• _EXERCISE OBJECTIVE_:
Search the entries below. Return every line that has "StartBasicLicenseResponse" in it.

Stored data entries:

= = =

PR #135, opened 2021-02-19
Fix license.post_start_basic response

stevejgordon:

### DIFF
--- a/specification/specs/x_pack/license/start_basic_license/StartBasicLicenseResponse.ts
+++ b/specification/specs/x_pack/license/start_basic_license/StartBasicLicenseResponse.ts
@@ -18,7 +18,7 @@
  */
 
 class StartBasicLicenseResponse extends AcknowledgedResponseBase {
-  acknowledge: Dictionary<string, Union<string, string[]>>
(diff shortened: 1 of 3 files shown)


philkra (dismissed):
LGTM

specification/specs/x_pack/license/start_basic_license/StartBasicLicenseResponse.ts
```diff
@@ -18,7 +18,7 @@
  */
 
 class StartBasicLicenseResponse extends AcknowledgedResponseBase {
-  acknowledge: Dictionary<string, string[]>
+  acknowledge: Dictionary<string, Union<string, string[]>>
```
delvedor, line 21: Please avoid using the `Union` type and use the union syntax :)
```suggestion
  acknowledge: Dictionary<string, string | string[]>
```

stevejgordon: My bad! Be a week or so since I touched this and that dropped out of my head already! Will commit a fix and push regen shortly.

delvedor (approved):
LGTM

= = =

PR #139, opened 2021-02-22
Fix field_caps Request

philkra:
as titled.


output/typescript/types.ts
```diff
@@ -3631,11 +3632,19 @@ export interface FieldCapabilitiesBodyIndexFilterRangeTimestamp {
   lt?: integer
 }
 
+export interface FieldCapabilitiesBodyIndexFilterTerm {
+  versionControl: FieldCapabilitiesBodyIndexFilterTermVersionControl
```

= = =

• _TASK RESPONSE_:
--- a/specification/specs/x_pack/license/start_basic_license/StartBasicLicenseResponse.ts
+++ b/specification/specs/x_pack/license/start_basic_license/StartBasicLicenseResponse.ts
 class StartBasicLicenseResponse extends AcknowledgedResponseBase {
specification/specs/x_pack/license/start_basic_license/StartBasicLicenseResponse.ts
 class StartBasicLicenseResponse extends AcknowledgedResponseBase {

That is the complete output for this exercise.